WASHINGTON, Jan 23, 2026, 08:16 EST
- ByteDance announced that TikTok’s U.S. operations will shift to a new joint venture majority-owned by Americans to prevent a ban
- Oracle, Silver Lake, and Abu Dhabi’s MGX will each take a 15% share; ByteDance holds onto 19.9%
- The venture will house U.S. user data on Oracle’s U.S. cloud and oversee the security of TikTok’s algorithm
ByteDance announced it has sealed a deal to form a new joint venture, majority-owned by Americans, aimed at safeguarding TikTok’s U.S. user data and ensuring the app continues running in the States. Reuters
This shift is crucial because TikTok faced a stark choice under U.S. law: either sell a substantial portion of its U.S. operations to sever Chinese ownership or risk a total ban across the country. The app claims it connects with over 200 million Americans and serves millions of U.S. businesses for marketing and sales.
For Washington, this is a real-world trial to see how aggressively the U.S. can enforce “data security” rules on a consumer app without shutting it down completely. Advertisers, creators, and competitors who have invested years developing TikTok-style video feeds will be paying close attention to the results.
The company said American and global investors will now control 80.1% of the venture, while ByteDance keeps 19.9%. Oracle, private equity firm Silver Lake, and Abu Dhabi-based MGX are named the three “managing investors,” each holding a 15% stake.

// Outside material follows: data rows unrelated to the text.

PR #5453, opened 2023-01-23
Fix base directory while extracting insecure TAR files

albertvillanova:
This PR fixes the extraction of insecure TAR files by changing the base path against which TAR members are compared:
- from: "."
- to: `output_path`

This PR also adds tests for extracting insecure TAR files.

Related to:
- #5441
- #5452

@stas00 please note this PR addresses just one of the issues you pointed out: the use of the cwd by the extractor. The other issues (actionable error messages, raise instead of log error) should be addressed in other PRs.

### DIFF
--- a/src/datasets/utils/extract.py
+++ b/src/datasets/utils/extract.py
@@ -84,7 +84,7 @@ class TarExtractor(BaseExtractor):
         return tarfile.is_tarfile(path)
 
     @staticmethod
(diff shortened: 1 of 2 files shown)


lhoestq (approved):
Thanks !

stas00:
Thanks a lot, @albertvillanova - I validated that your fix solves the original problem!

Issue #5418, opened 2023-01-12
Add ProgressBar for `to_parquet`


zanussbaum:
### Feature request

Add a progress bar for `Dataset.to_parquet`, similar to how `to_json` works.

### Motivation

It's a bit frustrating to not know how long a dataset will take to write to file and if it's stuck or not without a progress bar

### Your contribution

Sure I can help if needed

albertvillanova:
Thanks for your proposal, @zanussbaum. Yes, I agree that would definitely be a nice feature to have!

zanussbaum:
@albertvillanova I’m happy to make a quick PR for the feature! let me know

lhoestq:
That would be awesome ! You can comment `#self-assign` to assign you to this issue and open a PR :) Will be happy to review

zanussbaum:
#self-assign

zanussbaum:
Closing as this has been merged @lhoestq

PR #5456, opened 2023-01-23
feat: tqdm for `to_parquet`

zanussbaum:
As described in #5418

I noticed also that the `to_json` function supports multi-workers whereas `to_parquet`, is that not possible/not needed with Parquet or something that hasn't been implemented yet?


lhoestq (approved):
Thank you ! LGTM :)

The CI fails are unrelated to this PR, so we can merge

PR #5459, opened 2023-01-24
Disable aiohttp requoting of redirection URL

albertvillanova:
The library `aiohttp` performs a requoting of redirection URLs that unquotes the single quotation mark character: `%27` => `'`

This is a problem for our Hugging Face Hub, which requires exact URL from location header.

Specifically, in the query component of the URL (`https://netloc/path?query`), the value for `response-content-disposition` contains `%27`:
```
response-content-disposition=attachment%3B+filename*%3DUTF-8%27%27sample.jsonl.gz%3B+filename%3D%22sample.jsonl.gz%22%3B
```
and after the requoting, the `%27` characters get unquoted to `'`:
```
response-content-disposition=attachment%3B+filename*%3DUTF-8''sample.jsonl.gz%3B+filename%3D%22sample.jsonl.gz%22%3B
```

This PR disables the `aiohttp` requoting of redirection URLs.

### DIFF
--- a/src/datasets/filesystems/compression.py
+++ b/src/datasets/filesystems/compression.py
@@ -39,7 +39,7 @@ class BaseCompressedFileFileSystem(AbstractArchiveFileSystem):
             mode="rb",
             protocol=target_protocol,
             compression=self.compression,
-            client_kwargs={"requote_redirect_url": False},
+            client_kwargs={"requote_redirect_url": False},  # see https://github.com/huggingface/datasets/pull/5459
             **(target_options or {}),
         )
         self.compressed_name = os.path.basename(self.file.path.split("::")[0])
--- a/src/datasets/filesystems/compression.py
+++ b/src/datasets/filesystems/compression.py
@@ -35,7 +35,12 @@ class BaseCompressedFileFileSystem(AbstractArchiveFileSystem):
         super().__init__(self, **kwargs)
         # always open as "rb" since fsspec can then use the TextIOWrapper to make it work for "r" mode
         self.file = fsspec.open(
-            fo, mode="rb", protocol=target_protocol, compression=self.compression, **(target_options or {})
+            fo,
+            mode="rb",
+            protocol=target_protocol,
+            compression=self.compression,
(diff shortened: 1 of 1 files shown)


albertvillanova:
Comment by @lhoestq:
> Do you think we need this in `datasets` if it's fixed on the moon landing side ? In the aiohttp doc they consider those symbols as "non-safe"

albertvillanova:
The lib `requests` does not perform that requote on redirect URLs.

lhoestq (approved):
I'm fine with aligning with `requests` - this way we have less differences between streaming and non-streaming.

Maybe add a comment on why you needed to add this parameter ?

albertvillanova:
Indeed, the `requests` library does perform a requoting, but this does not unquote `%27`:
```python
In [1]: from requests.utils import requote_uri

In [2]: url = "https://netloc/path?param=param%27%27value"

In [3]: url
Out[3]: 'https://netloc/path?param=param%27%27value'

In [4]: requote_uri(url)
Out[4]: 'https://netloc/path?param=param%27%27value'
```

src/datasets/filesystems/compression.py
```diff
@@ -35,7 +35,12 @@ def __init__(
         super().__init__(self, **kwargs)
         # always open as "rb" since fsspec can then use the TextIOWrapper to make it work for "r" mode
         self.file = fsspec.open(
-            fo, mode="rb", protocol=target_protocol, compression=self.compression, **(target_options or {})
+            fo,
+            mode="rb",
+            protocol=target_protocol,
+            compression=self.compression,
+            client_kwargs={"requote_redirect_url": False},
```
lhoestq, line 42:
```suggestion
            client_kwargs={"requote_redirect_url": False},  # see https://github.com/huggingface/datasets/pull/5459
```

lhoestq (commented):
Thanks for the explanations :)

albertvillanova:
See the issues we opened in the respective libraries:
- aiohttp
  - aio-libs/aiohttp#7183
- requests
  - psf/requests#6341

PR #5460, opened 2023-01-24
Document that removing all the columns returns an empty document and the num_row is lost

thomasw21:


src/datasets/arrow_dataset.py
```diff
@@ -1994,6 +1994,11 @@ def remove_columns(self, column_names: Union[str, List[str]], new_fingerprint: O
             features: ['text'],
             num_rows: 1066
         })
+        >>> ds.remove_columns(column_names=ds.column_names) # Removing all the columns returns an empty dataset, and the `num_rows` information is lost
```
mariosasko, line 1997: "is lost" is maybe a bit too harsh

```suggestion
        >>> ds.remove_columns(column_names=ds.column_names) # Removing all the columns returns an empty dataset with the `num_rows` property set to 0
```

mariosasko (commented):
Nit

mariosasko (approved):
Thanks! The CI failures are unrelated to the changes, so feel free to merge

PR #5463, opened 2023-01-25
Imagefolder docs: mention support of CSV and ZIP

lhoestq:


mariosasko (approved):
Thanks for the improvements! LGTM!

PR #5466, opened 2023-01-26
remove pathlib.Path with URIs

jonny-cyberhaven:
Pathlib will convert "//" to "/" which causes retry errors when downloading from cloud storage

### DIFF
--- a/src/datasets/load.py
+++ b/src/datasets/load.py
@@ -1841,9 +1841,9 @@ def load_from_disk(
 
     if not fs.exists(dest_dataset_path):
         raise FileNotFoundError(f"Directory {dataset_path} not found")
-    if fs.isfile(Path(dest_dataset_path, config.DATASET_INFO_FILENAME).as_posix()):
+    if fs.isfile(os.path.join(dest_dataset_path, config.DATASET_INFO_FILENAME)):
         return Dataset.load_from_disk(dataset_path, keep_in_memory=keep_in_memory, storage_options=storage_options)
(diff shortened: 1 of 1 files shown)


lhoestq:
`os.path.join` will use a backslash `\` on windows which will also fail. You can use this instead in `load_from_disk`:
```python
from .filesystems import is_remote_filesystem

is_local = not is_remote_filesystem(self._fs)
path_join = os.path.join if is_local else posixpath.join
```

lhoestq:
Thank you ! I did a minor change to not have to define a new function and I ran the CI. If it's green we can merge :)

src/datasets/load.py
```diff
@@ -1835,15 +1836,17 @@ def load_from_disk(
     # gets filesystem from dataset, either s3:// or file:// and adjusted dataset_path
     if is_remote_filesystem(fs):
         dest_dataset_path = extract_path_from_uri(dataset_path)
+        path_join = os.path.join
```
lhoestq, line 1839:
```suggestion
        path_join = posixpath.join
```

src/datasets/load.py
```diff
@@ -1835,15 +1836,17 @@ def load_from_disk(
...
     else:
         fs = fsspec.filesystem("file")
         dest_dataset_path = dataset_path
+        path_join = posixpath.join
```
lhoestq, line 1843:
```suggestion
        path_join = os.path.join
```

lhoestq (commented):
I think it's the other way around ;)

for remote filesystem we need to use a posix path, and for local we use the OS path

lhoestq (approved):
All good now :) thanks !

PR #5469, opened 2023-01-26
Remove deprecated `shard_size` arg from `.push_to_hub()` 

polinaeterna:
The docstrings say that it was supposed to be deprecated since version 2.4.0, can we remove it?


lhoestq (approved):
Yes good catch ! thanks

PR #28, opened 2018-10-05
Move tesp metadata code & tests here

jeremyh:
The galpgs repository now needs to use tesp's metadata generation code. But tesp has a lot of difficult dependencies to install (all of wagl: which has Fortran compilation, stricter rasterio and dependency requirements etc). The vast majority of tesp's code is irrelevant to galpgs.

TikTok announced that Adam Presser, previously a senior exec in its U.S. data security team, will take the helm as CEO of the new company. Will Farrell is stepping in as chief security officer. Meanwhile, TikTok’s CEO Shou Chew will join the board of the new venture.
TikTok USDS Joint Venture LLC announced its mission to protect U.S. user data, apps, and algorithms. The plan involves a data privacy and cybersecurity program running on Oracle’s secure U.S. cloud, with oversight from third-party cybersecurity auditors. Tiktok
According to the company’s release and related reports, the joint venture’s protections will extend to ByteDance-owned apps like CapCut and Lemon8. It plans to match key security benchmarks, including NIST (U.S. government cybersecurity guidelines) and ISO 27001 (an international info security standard). The venture will also hold decision-making power over trust and safety policies as well as content moderation within the U.S. Theverge
A White House official told Reuters that both the U.S. and Chinese governments approved the deal, though the Chinese embassy in Washington hasn’t yet responded. President Donald Trump took to social media to praise the agreement, tweeting that TikTok “will now be owned” by American investors and thanking China’s President Xi Jinping for giving the green light.
The deal puts an end to a fierce, years-long battle starting in 2020, when Trump, during his first term, pushed to ban TikTok citing national security risks. In April 2024, a law mandated ByteDance to sell off its U.S. operations or face a ban, a move the Supreme Court later upheld.
Still, the arrangement leaves some big questions unanswered—and those could resurface quickly. Neither the new company nor ByteDance has shared key commercial details. Regulators will be scrutinizing how the U.S. side keeps the recommendation algorithm—the engine deciding which videos show up—free from foreign control. “Who controls TikTok in the U.S. has a lot of sway over what Americans see on the app,” noted Anupam Chander, a Georgetown law and technology professor. Apnews
There’s also a market risk here: retraining the recommendation engine on U.S. data might shift what users encounter and impact ad conversion rates. That could drive creators and brands to experiment with alternatives like Meta’s Instagram Reels or Alphabet’s YouTube Shorts. TikTok said it plans to maintain a “global” experience via interoperability but will keep certain commercial functions, like e-commerce and advertising, under distinct U.S. entities connected to TikTok’s worldwide operations.
ByteDance has shared limited information on valuation and deal specifics. According to Reuters, the U.S. venture will manage sensitive backend tasks such as U.S. user data and the algorithm. Meanwhile, a ByteDance-owned unit will keep handling revenue-generating activities, with the new venture taking a cut of the revenue for providing technology and data services.